Good luck, DC. We’ll be watching.

Update: Covered in the Telegraph. Covered by BuzzFeed. Covered by Mic.com. Headline News. Huffington Post.  The Independent. And many more. If you see an interesting one, let me know!

Update 2: At Mommyish.com, there’s a good piece which makes the following point.

Meanwhile, just a few tweets later, the company posted this thrilling news about new animated projects with accompanying toy line-ups:
batman unlimited dc comicsCount ‘em up: that’s five dudes and exactly zero lady-people. The other project, not depicted in the Tweet, is a new version of the Justice League line-up, which has six guys and one token, albeit Wonder-ful, Woman. 8% women? Yeah, that ‘girl power’ is almost palpable.

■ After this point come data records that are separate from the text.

PR #1202, opened 2018-04-05
DRILL-6311: No logging information in drillbit.log / drillbit.out

sohami:


sohami:
@vrozov - Please help to review.

exec/vector/pom.xml
```diff
@@ -69,6 +69,7 @@
       <groupId>org.apache.drill</groupId>
       <artifactId>drill-common</artifactId>
       <version>${project.version}</version>
+      <scope>test</scope>
```
vrozov: @ilooner why was the dependency introduced?

ilooner: @vrozov JUnit supports including or excluding tests based on categories. Categories are just marker interfaces that are passed to the `@Category` annotation. For example a test class annotated with `@Category(SlowTest.Class)` will be excluded from a Travis run since Travis excludes the SlowTest category. All the test categories needed to be included in a common artifact since all the drill submodules require the test categories. So the test categories were added to drill-common. 

If drill-common is not included mvn would fail with an error when running tests marked with `@Category(SlowTest.class)` since JUnit would not be able to find the SlowTest class.

vrozov: How it worked before? In the commit that introduced the test dependency, there is no test categorization.

ilooner: The `<classifier>tests</classifier>` tag includes the test classes in drill-common. The test category classes are included in common/src/test/java/org/apache/drill/categories. So test category classes will be accessible to maven. However, looks like I forgot the test scope so the test classes and resources from drill-common were being included in Drill's standard (non-test) classpath.

vrozov: I mean that there are no unit tests that are annotated with `@Category(SlowTest.class)` or any other `@Category`, so it is not clear why the dependency is necessary.

ilooner: @vrozov As we discussed offline drill-common-tests is not a dependency of the vector project itself, it is a dependency required by a maven invocation when a category is specified. For example in `mvn test -DexcludedGroups="org.apache.drill.categories.SlowTest,org.apache.drill.categories.UnlikelyTest,org.apache.drill.categories.SecurityTest"` the category classes are required by maven. However when `mvn test` is used the category classes are not required by maven.

vrozov: OK, I see. @sohami I'd suggest moving the dependency to the parent exec module pom.

sohami:
@vrozov - Update the PR based on your suggestion. The command `mvn test -DexcludedGroups="org.apache.drill.categories.SlowTest,org.apache.drill.categories.UnlikelyTest,org.apache.drill.categories.SecurityTest"` was not working on latest master as well. Spoke with @ilooner and made sure atleast the command used in Travis is working with this change `mvn install -DexcludedGroups="org.apache.drill.categories.SlowTest,org.apache.drill.categories.UnlikelyTest,org.apache.drill.categories.SecurityTest"`

vrozov:
LGTM +1.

I am as skeptical as this author.

3 Replies to “Super Rowan – Anatomy of a Viral Tweet”

  1. Jer says:

    Do you have contact/mailing info for this girl and her parents?
    I think it's great that she's gotten into the world of comics and superhero(ine)s, and her mom (I think) mentions they've never been able to find her a Hawkgirl shirt… I would love to send her some encouragement to keep fighting to have a stronger female presence, and thought that a tshirt with Hawkgirl on it might be a way to do that.

  2. K Lambertsen says:

    I'll just say that in addition to not finding female superheroes at Target, the majority of female superheroes who DO exist are presented in such a hyper-sexualized (among other things) way that I won't show them to my five year old daughter. So, as far as she knows, they *don't* exist. I mean, would Rowan's parents ever take her into a comic book store? I wouldn't take my kids. And I'm no Puritan.